Un nom qui fleure bon la Bretagne
Restait à baptiser ce nouvel ensemble. Advenn entend conserver une attache bretonne sans limiter ses ambitions au territoire régional. Le nom fait référence à l’Aven, rivière bretonne, mais également au verbe « advenir ». Deux idées s’y croisent : l’enracinement et le mouvement. Le double « n » doit également rappeler les origines bretonnes du groupe. Même le graphisme a été pensé en ce sens : le « E » du nouveau logo constitue, selon l’entreprise, un clin d’œil au drapeau breton. « Advenn est un nom qui nous projette et traduit notre état d’esprit : agir, entreprendre et faire grandir nos projets dans la durée », explique Jean-Baptiste Pavin.
Trois grands ensembles composent désormais officiellement Advenn. Le premier reste celui des médias, avec notamment Le Télégramme, Bretagne Magazine, Le Mensuel de Rennes, Tébéo, Tébésud et Viamédia. Le deuxième concerne l’emploi, avec Hellowork. Le troisième pilier est celui de l’événementiel, avec notamment OC Sport, INpacte, Cap Événementiel et Rivacom. Le groupe intervient dans de grands rendez-vous sportifs, parmi lesquels la Route du Rhum – Destination Guadeloupe (qui aura bien lieu), mais également dans la production de festivals comme les Francofolies de La Rochelle et le Printemps de Bourges.
Advenn ne compte visiblement pas s’en tenir là. Le groupe indique vouloir continuer à investir et saisir de nouvelles opportunités de croissance. La récente acquisition du Grand Bé, hôtel quatre étoiles de Saint-Malo et installé intra-muros, en est une illustration particulièrement parlante. De la presse quotidienne à l’hôtellerie, en passant par le recrutement, les courses au large, les festivals et la communication : le chemin parcouru est considérable. Le groupe reste présidé par Édouard Coudurier, tandis que Jean-Baptiste Pavin en assure la direction générale.
Et la presse dans tout cela ?
Ce changement d’identité pose cependant une question : quelle place restera demain au journal dans un groupe dont il a été la matrice mais dont il ne constitue déjà plus l’activité économique dominante ? Il y a quelques temps, le quotidien a récemment connu quelques remous éditoriaux.
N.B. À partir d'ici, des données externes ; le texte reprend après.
PR #145, opened 2017-03-21
Support for dynamic control of OpenThread NCP log level.

abtink:
This commit adds support for getting/setting a new wpan property
"OpenThread:LogLevel" tied to `SPINEL_PROP_DEBUG_NCP_LOG_LEVEL`
property. This property can be used to control the OpenThread NCP
log level dynamically.

By including this property in the `mSettings` hash table, it is
ensured that the user-selected log-level persists over NCP resets.

### DIFF
--- a/third_party/openthread/src/ncp/spinel.h
+++ b/third_party/openthread/src/ncp/spinel.h
@@ -227,6 +227,18 @@ enum
     SPINEL_MAC_PROMISCUOUS_MODE_FULL     = 2, ///< All decoded MAC packets are passed up the stack.
 };
 
+enum
+{
+    SPINEL_NCP_LOG_LEVEL_EMERG  = 0,
+    SPINEL_NCP_LOG_LEVEL_ALERT  = 1,
+    SPINEL_NCP_LOG_LEVEL_CRIT   = 2,
+    SPINEL_NCP_LOG_LEVEL_ERR    = 3,
+    SPINEL_NCP_LOG_LEVEL_WARN   = 4,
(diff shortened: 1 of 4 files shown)


third_party/openthread/src/ncp/spinel.h
```diff
@@ -227,6 +227,16 @@ enum
...
 
+enum
+{
+    SPINEL_NCP_LOG_LEVEL_NONE  = 0,
+    SPINEL_NCP_LOG_LEVEL_CRIT  = 1,
+    SPINEL_NCP_LOG_LEVEL_WARN  = 2,
+    SPINEL_NCP_LOG_LEVEL_INFO  = 3,
+    SPINEL_NCP_LOG_LEVEL_DEBG  = 4,
+    SPINEL_NCP_LOG_LEVEL_MAX   = SPINEL_NCP_LOG_LEVEL_DEBG,
+};
```
darconeous: Should we consider just using the [Syslog error-level enumeration](https://en.wikipedia.org/wiki/Syslog#Severity_level)?

abtink: The definition here maps to the current log levels defined in OT.

If we go to syslog enumeration then, we need to have a way to convert them to OT log level (which has fewer levels).

darconeous: That should be easy.

abtink:
The corresponding change in OT: https://github.com/openthread/openthread/pull/1492

PR #147, opened 2017-03-24
Refactor tunnel/netif-mgmt, differentiate UP and RUNNING, etc.

darconeous:
This commit moves the code related to address/route/linkstate management from `src/util/tunnel.[ch]` to the new `src/util/netif-mgmt.[ch]`. This abstraction is a better fit. This change also updates TunnelIPv6Interface accordingly.

One of the key changes in this commit is keeping track of the network interface link state. Doing `ifconfig wpan0 down` will now gracefully bring down the network interface. Likewise, doing `ifconfig wpan0 up` will bring it back online. (This isn't supported on macOS yet)

We now differentiate the `UP` and `RUNNING` flags internally, however the TUN driver on Linux does not make such a differentiation. Nonetheless, maintaining this differentiation may be useful in the future if we end up moving away from TUN.

The idea is that the `UP` flag is administratively controlled, whereas `RUNNING` is controlled by the driver. For example, the user can call `ifconfig eth0 up` to bring up their ethernet port, but if there is no cable plugged into it the interface won't have the `RUNNING` flag, and thus still isn't available. Likewise, the NCP may or may not be provisioned for a network. Internally, we treat this as another way to control the autoconnect property. If the interface is down, autoconnect is off. If the interface is up, autoconnect will be on.


darconeous:
ping @abtink

src/wpantund/NCPInstanceBase-NetInterface.cpp
```diff
@@ -34,6 +34,37 @@
...
+	if (isUp) {
+		set_property(kWPANTUNDProperty_DaemonAutoAssociateAfterReset, true);
+
+		if (!mEnabled) {
+			set_property(kWPANTUNDProperty_DaemonEnabled, true);
+		} else if (get_ncp_state() == COMMISSIONED) {
+			set_property(kWPANTUNDProperty_InterfaceUp, true);
+		}
+	} else {
+		set_property(kWPANTUNDProperty_DaemonAutoAssociateAfterReset, false);
```
abtink: Can this possibly cause a conflict with a user specified value for this property (say in the .conf file)?

darconeous: It is ideally just supposed to be another way that this variable can be set. We might just retire this property entirely.

src/util/netif-mgmt.c
```diff
@@ -0,0 +1,454 @@
...
+    struct in6_rtmsg rt;
+
+    memset(&rt, 0, sizeof(struct in6_rtmsg));
+
+	memcpy(rt.rtmsg_dst.s6_addr, route, sizeof(struct in6_addr));
+
+	rt.rtmsg_dst_len = prefixlen;
+    rt.rtmsg_flags = RTF_UP;
+    rt.rtmsg_metric = 512;
+
```
darconeous: Eww, will fix.

src/util/TunnelIPv6Interface.cpp
```diff
@@ -181,6 +203,19 @@ TunnelIPv6Interface::process(void)
...
+				bool isUp, isRunning;
+
+				if ((ifname == NULL) || (get_interface_name() != ifname)) {
+					continue;
+				}
+
+				isUp = ((ifinfo->ifi_flags & IFF_UP) == IFF_UP);
+				isRunning = ((ifinfo->ifi_flags & IFF_RUNNING) == IFF_RUNNING);
+
+				on_link_state_changed(isUp, isRunning);
```
abtink: The `on_link_state_changed()` seem to be called from a netlink change here. So if the driver itself brings up the interface we don't need to invoke the `on_link_state_changed()` and can rely on netlink event to get the callback, right?

src/wpantund/NCPInstanceBase-NetInterface.cpp
abtink: The property is definitely useful for debugging... let's keep it for now...

PR #150, opened 2017-04-06
ncp-spinel: Require CAP_POWER_SAVE to enter deep sleep via software.

darconeous:
This change avoids a potential churn loop that will occur if the interface is disabled when the NCP doesn't support `CAP_POWER_SAVE`.

In that case, we now simply turn off the stack, interface, and phy.

### DIFF
--- a/src/ncp-spinel/SpinelNCPTaskDeepSleep.cpp
+++ b/src/ncp-spinel/SpinelNCPTaskDeepSleep.cpp
@@ -86,22 +86,66 @@ nl::wpantund::SpinelNCPTaskDeepSleep::vprocess_event(int event, va_list args)
 			syslog(LOG_ERR, "DeepSleep: set_ncp_power(false) failed.");
 
 			// Turning off the power manually didn't work for some reason.
-			// Turn it back on and we will try to do it via the API.
+			// Turn it back on and we will try to do it via the API, below.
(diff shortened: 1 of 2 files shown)


src/ncp-spinel/SpinelNCPTaskDeepSleep.cpp
```diff
@@ -86,22 +86,69 @@ nl::wpantund::SpinelNCPTaskDeepSleep::vprocess_event(int event, va_list args)
...
+				SPINEL_PROP_NET_IF_UP,
+				false
+			);
+			EH_SPAWN(&mSubPT, vprocess_send_command(event, args));
+			check_noerr(mNextCommandRet);
+
+			// Turn off the phy
+			mNextCommand = SpinelPackData(
+				SPINEL_FRAME_PACK_CMD_PROP_VALUE_SET(SPINEL_DATATYPE_BOOL_S),
+				SPINEL_PROP_PHY_ENABLED,
```
abtink: `SPINEL_PROP_PHY_ENABLED` is not settable in OT unless we have `OPENTHREAD_ENABLE_RAW_LINK_API`. 

I'd suggest we skip disabling the PHY and let OT control the radio. I think OpenThread will put the radio to sleep on `ThreadNetif::Down()`.

PR #151, opened 2017-04-07
update installation instructions for MacOS.

mszczodrak:
Address the change in brew --prefix vs brew --repository
Address the change in dbus installation path from d-bus to dbus


darconeous:
I donno, this contributor looks shady.... ;)

PR #154, opened 2017-04-22
Fix typo that prevented setting unsigned 64-bit properties

d-bahr:
Notably, this typo prevented setting XPANID as a 64-bit unsigned integer
instead of a byte array.


d-bahr:
Signed Google CLA.

darconeous:
I think you need to explicitly say `I signed it!` for @googlebot to pay attention.

darconeous:
Did not mean to close, those buttons are way too close!

d-bahr:
I signed it!

PR #748, opened 2020-12-03
[14] Add module stock_restrict_lot

florian-dacosta:
The purpose of this module is to be able to restrict the lot reservation of a stock move.
The restrict lot id did exist in previous Odoo version (v10 and less).
This module allows to build other module on top with different logic where we would like to restrict a stock move to a specific lot.
One example is in module sale_order_lot_selection, which was buggy but should be more reliable depending on this module.

@sebastienbeau @bguillot

### DIFF
--- a/stock_restrict_lot/__init__.py
+++ b/stock_restrict_lot/__init__.py
@@ -1,0 +1,1 @@
+from . import models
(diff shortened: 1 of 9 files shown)


bealdav (approved):

rousseldenis (approved):
Code review

bodedra (approved):

bguillot (approved):
Code review

PR #751, opened 2020-12-09
[13.0][FIX] sale_stock_mto_as_mts_orderpoint

TDu:
For user without proper rights the confirmation of a sale.order can lead
to an access error on the orderpoint creation.
The sudo fixes that.


rousseldenis:
@TDu Could you add a test that highlight this ?

simahawk:
@TDu ping

TDu:
:ping_pong: @simahawk 
@rousseldenis I just added a test which fails (I tested that locally) without the sudo implementation, is it what you add in mind ?
Oh and thanks for your reviews

simahawk (approved):

rousseldenis (approved):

En 2025, la Société des journalistes du Télégramme avait publiquement pris ses distances avec un éditorial d’Hubert Coudurier, directeur de l’information et frère d’Édouard Coudurier. Dans un édito consacré à Vincent Bolloré, il défendait notamment le rôle de l’homme d’affaires dans le « pluralisme des idées ». Une partie de la rédaction avait estimé ne pas se reconnaître dans cette prise de position et rappelé son attachement à la tradition non partisane du quotidien. La direction avait, de son côté, défendu la liberté d’expression de son directeur de l’information au nom du pluralisme.
Cet épisode témoigne des débats qui peuvent traverser une grande rédaction régionale sur son identité, son indépendance et sa ligne éditoriale. Car derrière Advenn et ses chiffres impressionnants demeure un héritage particulier : celui d’une entreprise construite grâce à la presse et à l’information. Il faudra donc observer si, au milieu des plateformes numériques, des marathons, des courses au large, des festivals, de l’événementiel et désormais de l’hôtellerie, la presse restera la fine fleur du groupe et comment seront recrutés les journalistes. Espérons que nos confrères ne seront pas uniquement des têtes bien faites recrutées par des DRH, mais bel et bien des reporters curieux, amoureux du territoire et avec un certain esprit critique.